Thanks to Instabilelab, we felt like working with a language that was already “complete”: graphics were not an isolated element, but they were naturally combined with fabrics and details. This allowed us to imagine each apartment as a small coherent world, with its own atmosphere, without losing the overall identity of the project.

Finally, there is the less visible but more decisive part: when there are so many environments to coordinate, complexity can become a noise. Having a single director means fewer steps, faster decisions, clearer samples, and a continuity that follows the entire design project. In simpler words, creativity remains free, but the process becomes lighter. In the hospitality sector, this is a concrete form of luxury.

We wanted Residence Diana to be understood as a single world, not as a series of rooms. This is why the project was not limited to the apartments, but also extended to the corridors, reception, breakfast room and service areas.
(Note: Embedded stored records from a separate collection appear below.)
PR #8414, opened 2018-10-20
Inside ResourceLeakDetector, use linked list instead of ConcurrentHas…

almson:
This pattern is taken from java.lang.ref.Cleaner (or rather, jdk.internal.ref.CleanerImpl). Should be a lot more efficient than a HashSet.

Inspiration:
[jdk.internal.ref.CleanerImpl](https://hg.openjdk.java.net/jdk/jdk11/file/1ddf9a99e4ad/src/java.base/share/classes/jdk/internal/ref/CleanerImpl.java)
[jdk.internal.ref.PhantomCleanable](https://hg.openjdk.java.net/jdk/jdk11/file/1ddf9a99e4ad/src/java.base/share/classes/jdk/internal/ref/PhantomCleanable.java)

### DIFF
--- a/common/src/main/java/io/netty/util/ResourceLeakDetector.java
+++ b/common/src/main/java/io/netty/util/ResourceLeakDetector.java
@@ -159,8 +159,8 @@ public class ResourceLeakDetector<T> {
     }
 
     /** the collection of active resources */
-    private final ConcurrentMap<DefaultResourceLeak<?>, LeakEntry> allLeaks = PlatformDependent.newConcurrentHashMap();
-
+    private final DefaultResourceLeak<Object> refListHead = new DefaultResourceLeak<Object>();
+    
     private final ReferenceQueue<Object> refQueue = new ReferenceQueue<Object>();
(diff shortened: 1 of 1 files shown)


almson:
FYI, I've pulled out and refactored the reference counting bits into a stand-alone library: https://github.com/almson/almson-refcount The main feature is there's an actual base class that all reference-counted objects can use. It handles everything. A lot of chairs were rearranged, this linked list implementation was added, and leak detector presets were changed. I deleted a lot of the flexibility around leak detector factories and interfaces and stuff, because I don't see the value. I'd love to see the same refactoring being applied to Netty, but I realize it's a tall ask.

normanmaurer:
@almson why would it be a lot more efficient then a HashSet ?

johnou:
@normanmaurer I would close in favour of https://github.com/netty/netty/pull/8467 .. https://github.com/netty/netty/pull/8414/files#diff-e7f59893bb7f88824527d638b6cbba72R495 anyway stinks to me, looks like it should be iterating over the double linked list but it's just popping?

normanmaurer:
Yep closing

Entrusting even these areas to a single director was a choice of trust and responsibility that made the identity of the place more compact, more convincing and more memorable – because guests don’t experience separate environments, they experience the journey.

 

 

Architect Zanello created a system in which each apartment is a chapter, each graphic is a voice, each cushion is a connection between the space and its inhabitants.

The design expresses a multi-layered balance: a common structure – colours, materials, visual hierarchies – on which to apply controlled variations. Instabilelab’s graphics become characterising tools; solid colour acts as a connector and calibrator of light; coordinated fabrics bring coherence up to the scale of tactile detail.

This interaction between style and emotions, between pattern and atmosphere, is what shapes the identity of a place. Hospitality planners know that guests don’t remember the finishes, they remember how they felt. A coherent visual language – capable of extending from the walls to the cushions – is the most effective way to turn a stay into a memory.